U.S. businesses are defying those headwinds, for now. Many analysts attribute the economy's current health to Trump's tax cuts in late 2017 and a jump in government spending last year, as part of a budget deal between the administration and Congress.

"No other major economy in the world did what we did," said Ethan Harris, global economist at Bank of America Merrill Lynch. "The stimulus did a very good job of covering up all the blemishes of the economy, including the risks of the trade war."

Economic growth reached 3.8 percent last spring and summer, the fastest six-month pace in four years. It also accelerated job gains at a time when many economists expected hiring to slow. With the unemployment rate already low, analysts figured that companies would have fewer unemployed people to hire.

Yet employers stepped up their hiring and drove the unemployment rate down to 3.7 percent in November, the lowest in five decades. It has since ticked up to 4 percent, partly because of government workers who were temporarily unemployed because of the shutdown.

White House officials say the good times will continue. Kevin Hassett, a top administration economist, forecasts that growth will clock in at 3 percent a year for the next decade. He predicts that the administration's corporate tax cuts will entice businesses to invest more in machinery, software and buildings, which will make workers more productive and generate longer-term growth.

So far there is little evidence that that is happening, economists say. After a burst of investment in the first half of last year, companies have since pulled back on spending. Some economists attribute their caution to the administration's trade war with China.

"They're willing to add more people — that's good," said Diane Swonk, chief economist at Grant Thornton, referring to U.S. businesses. But "right now they're not willing to pull the trigger and bet on building more capacity. That undermines your foundation for future growth."
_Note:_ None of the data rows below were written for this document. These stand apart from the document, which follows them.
PR #71, opened 2020-05-26
[13.0] base_rest: New api

lmignon:
Foward port of #48

PR #88, opened 2020-11-23
[14.0][MIG][WIP] base_rest, base_rest_demo: Migration to 14.0

kevinkhao:
Depends on https://github.com/OCA/rest-framework/pull/71


lmignon (approved):
Thank you for the migration @kevinkhao

lmignon:
@kevinkhao I propose to initialize the 14.0 branch from the 13.0 and declare all the add-on uninstal-able . @sbidoul Do you agree with this process.

sbidoul:
> I propose to initialize the 14.0 branch from the 13.0 and declare all the add-on uninstal-able . @sbidoul Do you agree with this process.

Fine with me.

kevinkhao:
@lmignon sure. For what I did, it's still WIP as I will test it soon in a real scenario

kevinkhao:
@lmignon maybe I could do it; but because I've never done this before, I need verbose details (including the obvious ones) on what is the best way. For example, would you just throw away the current OCA 14.0 ? You want to use 13.0-48-port, apply Copier procedure, and declare that as the new 14.0 OCA branch ?  
Or you mean throwing away OCA 14.0, and creating a new OCA 14.0 from acsone/13.0 ?
I have tried going from 14.0 and doing the format-patch using oca/14.0..acsone/13.0-48-port but there are a lot of conflicts which I am not sure about.

PR #97, opened 2021-01-19
[14.0][FIX] base_rest: Allows to scroll in case of overflow into the swagge…

### LINKED ISSUE #94: Swagger UI accessible through REST API menuitem is broken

Most economists expect the impact of the tax cuts and extra government spending to fade as the year progresses and for the rate hikes the Fed has already imposed to hold back growth somewhat. Inevitably, too, a prolonged global slump would weaken the U.S. economy as well.

Harris forecasts that growth will slow to a 2 percent annual rate in the final three months of this year. Economists at JPMorgan Chase expect it will be just 1.5 percent.

Exactly how the U.S. economy is faring is harder than usual to judge because many data reports, including the quarterly figures on growth, are still delayed from the shutdown. The government hasn't yet said when it will release its first estimate of gross domestic product — the broadest gauge of the economy — for the final three months of 2018.

Trends that had looked alarming a month or two ago now appear benign, perhaps even supportive of growth. The stock market, having plunged nearly 20 percent late last year, rose 8 percent in January, its best monthly performance since 2015. Americans who are invested in stocks typically cut spending when market indexes fall steadily. That is now less likely to happen.

And suddenly the Fed under Chairman Jerome Powell looks like an economic ally. The central bank had raised its benchmark short-term interest rate four times last year — action that helped make mortgages and other consumer and business loans costlier. In December, the Fed's policymakers said they envisioned raising rates twice more this year.

But this week, the Fed held its benchmark rate steady and sent its strongest signal to date that it saw no need to raise rates in the coming months — perhaps even for the rest of the year. Its message ignited a rally on Wall Street, which cheered the prospect of continued modest borrowing rates for the near future.

At the same time, Swonk points out that home and auto sales are declining, suggesting they have peaked. A slowdown in such major purchases could weigh on growth in the coming months.